Mon équipement doit ressembler au tien : j'ai une Livebox à laquelle est connectée par Ethernet une AirPort Extreme. La Livebox reçoit la connexion Internet et la passe à la borne AirPort Extreme. J'ai désactivé la fonction "émission d'un réseau Wi-Fi domestique" sur la Livebox > et c'est donc la seule borne AirPort Extreme qui diffuse un réseau Wi-Fi local.

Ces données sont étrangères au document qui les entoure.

PR #976, opened 2020-07-23
Fix boost windows build

meravingen123:
Fix boost build on windows by placing CMAKE_COMMAND in quotas
to prevent wrong interpretation of spaces in path.

Resolves: OLPSUP-11126


ystefinko:
Before merging please explain why this issue was not caught on CI build which we have.

PR #977, opened 2020-07-23
Adapt dataservice::read to ApiLookupClient.

kzvieriev:
We have new ApiLookupClient class in the core for Api requests. It
should replace internal ApiClientLookup for both read and write libs.
New lookup shared between repositories, so only one OlpClient used for
api requests, this will help to merge requests for same client.

Resolves: OLPEDGE-1697

### DIFF
--- a/olp-cpp-sdk-dataservice-read/src/repositories/CatalogRepository.h
+++ b/olp-cpp-sdk-dataservice-read/src/repositories/CatalogRepository.h
@@ -20,6 +20,7 @@
 #pragma once
 
 #include <olp/core/cache/KeyValueCache.h>
+#include <olp/core/client/ApiLookupClient.h>
 #include <olp/core/client/CancellationContext.h>
 #include <olp/core/client/CancellationToken.h>
 #include <olp/core/client/HRN.h>
@@ -38,7 +39,8 @@ namespace repository {
 
 class CatalogRepository final {
  public:
-  CatalogRepository(client::HRN catalog, client::OlpClientSettings settings);
+  CatalogRepository(client::HRN catalog, client::OlpClientSettings settings,
+                    client::ApiLookupClient client);
 
   CatalogResponse GetCatalog(const CatalogRequest& request,
                              client::CancellationContext context);
@@ -52,6 +54,7 @@ class CatalogRepository final {
  private:
   client::HRN catalog_;
   client::OlpClientSettings settings_;
+  client::ApiLookupClient lookup_client_;
 };
 
 }  // namespace repository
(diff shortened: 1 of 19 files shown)


olp-cpp-sdk-dataservice-read/tests/VolatileLayerClientImplTest.cpp
```diff
@@ -862,6 +862,8 @@ TEST(VolatileLayerClientImplTest, PrefetchTilesCancellableFutureCancel) {
   auto cancellable = client.PrefetchTiles(
       read::PrefetchTilesRequest().WithTileKeys(tile_keys));
 
+  std::this_thread::sleep_for(std::chrono::milliseconds(300));
+
```
kzvieriev, line 866: oops, will remove that

olp-cpp-sdk-dataservice-read/include/olp/dataservice/read/FetchOptions.h
```diff
@@ -19,6 +19,8 @@
 
 #pragma once
 
+#include <olp/core/client/FetchOptions.h>
```
andescu, line 22: Why is this needed?

olp-cpp-sdk-dataservice-read/src/repositories/CatalogRepository.h
```diff
@@ -38,20 +39,21 @@ namespace repository {
 
 class CatalogRepository final {
  public:
-  static CatalogResponse GetCatalog(client::HRN catalog,
+  static CatalogResponse GetCatalog(client::ApiLookupClient client,
```
andescu, line 42: I don't like this approach. Better move away from static methods and add CatalogClient constructor which takes in HRN and ApiLookupClient.
Same for all other repository classes.
On the long run we will have more and more parameters.

olp-cpp-sdk-core/src/client/ApiLookupClient.cpp
```diff
@@ -28,6 +28,15 @@ ApiLookupClient::ApiLookupClient(const HRN& catalog,
...
 
+ApiLookupClient::ApiLookupClient(const ApiLookupClient& other) = default;
+
+ApiLookupClient& ApiLookupClient::operator=(const ApiLookupClient& other) =
+    default;
+
+ApiLookupClient::ApiLookupClient(ApiLookupClient&& other) = default;
+
+ApiLookupClient& ApiLookupClient::operator=(ApiLookupClient&& other) = default;
+
```
andescu, line 39: Remove `other` else we might face unused variable issues.

PR #980, opened 2020-07-23
Change Prefetch default levels

LiubovDidkivska:
Prefetch works with input parameters min and max levels. Defaults 
levels should indicate that user wants to get only tiles in request. 
As level 0 is valid, min and max values for request is initialized as 
invalid, that during reques we can distinguish if levels was set by 
user. Fix tests to run with default initialized levels instead of 0/0.

Relates-To: OLPEDGE-2198

### DIFF
--- a/olp-cpp-sdk-dataservice-read/include/olp/dataservice/read/PrefetchTilesRequest.h
+++ b/olp-cpp-sdk-dataservice-read/include/olp/dataservice/read/PrefetchTilesRequest.h
@@ -203,8 +203,8 @@ class DATASERVICE_READ_API PrefetchTilesRequest final {
  private:
   std::string layer_id_;
   std::vector<geo::TileKey> tile_keys_;
-  unsigned int min_level_{0};
-  unsigned int max_level_{0};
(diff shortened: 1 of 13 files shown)


olp-cpp-sdk-dataservice-read/include/olp/dataservice/read/PrefetchTilesRequest.h
```diff
@@ -203,8 +203,8 @@ class DATASERVICE_READ_API PrefetchTilesRequest final {
  private:
   std::string layer_id_;
   std::vector<geo::TileKey> tile_keys_;
-  unsigned int min_level_{0};
-  unsigned int max_level_{0};
+  unsigned int min_level_{geo::TileKey().Level()};
```
andescu, line 206: Is it not better to add a constexpr or a alias to TileKey for this. e.g. kInvalidLevel = LevelCount.

LiubovDidkivska: changed to existing geo::TileKey::LevelCount

PR #983, opened 2020-07-27
Remove static from PartitionsRepository methods.

kzvieriev:
PartitionsRepository contains only static methods and they all are taking
HRN and OlpClientSettings as args. Moving these args to constructor
will simplify further extending, e.g. with ApiClientLookup.

Resolves: OLPEDGE-2200

### DIFF
--- a/olp-cpp-sdk-dataservice-read/src/repositories/PartitionsRepository.cpp
+++ b/olp-cpp-sdk-dataservice-read/src/repositories/PartitionsRepository.cpp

Avant de lire ton message > je ne m'étais jamais préoccupé de connecter un DDE à la prise USB de la borne AirPort Extreme (heureux les simples en esprit !) > mais je me suis amusé ce matin à opérer des attachements / détachements d'un DDE USB à la borne AirPort Extreme > pour constater les « phénomènes ».

Lorsque le DDE USB n'est pas attaché à la borne > le périphérique AirPort Extreme n'apparaît pas dans la colonne de gauche d'une fenêtre du Finder > onglet : *Partagé(s)*. C'est seulement si j'attache le DDE USB à la borne > que je vois affiché un périphérique *AirPort Extreme* dans la colonne de gauche d'une fenêtre du Finder. Dans mes expériences réitérées de ce matin > c'est automatique : le détachement du DDE USB de la borne > fait disparaître l'affichage du périphérique *AirPort Extreme* dans la colonne de gauche d'une fenêtre du Finder ; inversement > le ré-attachement du DDE USB de la borne > fait réapparaître _illico_ l'affichage du périphérique *AirPort Extreme* dans la colonne de gauche d'une fenêtre du Finder.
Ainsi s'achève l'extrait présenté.